Take a look at this video of Matt Ridley, a truly towering intellect, delivering the Hayek Lecture. Ridley is not a scientist so it is humbling to see him skewer one of the major problems that we (NPP nuts) struggle with:
http://bishophill.squarespace.com/blog/2011/10/2/more-matt.html
OK, while I was hoping that you would listen to the whole 60 minutes, the bit about nuclear power starts in the Q&A section around the 45 minute mark.
I’m genuinely amused by this idea that everyone’s suddenly an expert as far as thorium, etc. is concerned.
I’m a bit disappointed in Ridley – he’s usually brighter than that. Especially to the point that he thinks BWRs are used in submarines!
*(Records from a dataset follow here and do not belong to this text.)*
PR #1129, opened 2026-07-27
Chore/pooler 544 rollback to 2.9.6 in us west 1 sec

terrywilcox:
Rollback upgrade from v2.9.10 to v2.9.6 on us-west-1-sec
 
upgrade https://github.com/supabase/supavisor/pull/1128

Do not merge unless we need to rollback.


terrywilcox:
not needed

If your safety culture is such as to raise the cost of US nuclear to a level where it is no longer built (and historically less safe fossil fuel power plants are built in their place) does your highly vaunted NRC safety culture really promote safety?
One way to better promote safety is to encourage the construction of nuclear power plants that are built with intrinsically safer nuclear technology (i.e. molten salt reactors that can not suffer a core meltdown). Nuclear technology which has fewer serious safety vulnerabilities is superior to an intrinsically less safe technology that you are more comfortable reviewing (Light Water Reactors).
Mike H from the article in question.
Was my math right? It was a back of the envelope calc.